* PROBLEM TO WORK ON *
For each line below, print it again exactly as shown.

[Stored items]

PR #864, opened 2017-08-14
Parse publishing API json payload correctly

brenetic:
We were not parsing the publishing API payload before putting it onto the sidekiq queue. This resulted in the `payload_version` being read as a string instead of its actual value.

Mobbed with @Rosa-Fox @MatMoore

### DIFF
--- a/lib/govuk_index/publishing_event_processor.rb
+++ b/lib/govuk_index/publishing_event_processor.rb
@@ -2,7 +2,7 @@ module GovukIndex
   class PublishingEventProcessor
     def process(message)
       Services.statsd_client.increment('govuk_index.rabbit-mq-consumed')
-      PublishingEventWorker.perform_async(message.delivery_info[:routing_key], message.payload)
+      PublishingEventWorker.perform_async(message.delivery_info[:routing_key], JSON.parse(message.payload))
       message.ack
     end
   end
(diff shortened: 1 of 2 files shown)


lib/govuk_index/publishing_event_processor.rb
```diff
@@ -2,7 +2,7 @@ module GovukIndex
   class PublishingEventProcessor
     def process(message)
       Services.statsd_client.increment('govuk_index.rabbit-mq-consumed')
-      PublishingEventWorker.perform_async(message.delivery_info[:routing_key], message.payload)
+      PublishingEventWorker.perform_async(message.delivery_info[:routing_key], JSON.parse(message.payload))
```
dwhenry, line 5: This should NOT be required.

If the message is correctly formatted (i.e. has the JSON_FORMAT content_type) then it has already been parsed from here: https://github.com/alphagov/govuk_message_queue_consumer/blob/master/lib/govuk_message_queue_consumer/json_processor.rb

We should be using the existing functionality if at all possible, as this change could potentially result in trying to parse a message multiple times.

dwhenry (changes requested):
Can we find out why the messages do not have the expected header?

brenetic:
These are not the droids we are looking for. Closing to investigate further.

* ANSWER BOX *
PR #864, opened 2017-08-14
Parse publishing API json payload correctly

brenetic:
We were not parsing the publishing API payload before putting it onto the sidekiq queue. This resulted in the `payload_version` being read as a string instead of its actual value.

Mobbed with @Rosa-Fox @MatMoore

### DIFF
--- a/lib/govuk_index/publishing_event_processor.rb
+++ b/lib/govuk_index/publishing_event_processor.rb
@@ -2,7 +2,7 @@ module GovukIndex
   class PublishingEventProcessor
     def process(message)
       Services.statsd_client.increment('govuk_index.rabbit-mq-consumed')
-      PublishingEventWorker.perform_async(message.delivery_info[:routing_key], message.payload)
+      PublishingEventWorker.perform_async(message.delivery_info[:routing_key], JSON.parse(message.payload))
       message.ack
     end
   end
(diff shortened: 1 of 2 files shown)


lib/govuk_index/publishing_event_processor.rb
```diff
@@ -2,7 +2,7 @@ module GovukIndex
   class PublishingEventProcessor
     def process(message)
       Services.statsd_client.increment('govuk_index.rabbit-mq-consumed')
-      PublishingEventWorker.perform_async(message.delivery_info[:routing_key], message.payload)
+      PublishingEventWorker.perform_async(message.delivery_info[:routing_key], JSON.parse(message.payload))
```
dwhenry, line 5: This should NOT be required.

If the message is correctly formatted (i.e. has the JSON_FORMAT content_type) then it has already been parsed from here: https://github.com/alphagov/govuk_message_queue_consumer/blob/master/lib/govuk_message_queue_consumer/json_processor.rb

We should be using the existing functionality if at all possible, as this change could potentially result in trying to parse a message multiple times.

dwhenry (changes requested):
Can we find out why the messages do not have the expected header?

brenetic:
These are not the droids we are looking for. Closing to investigate further.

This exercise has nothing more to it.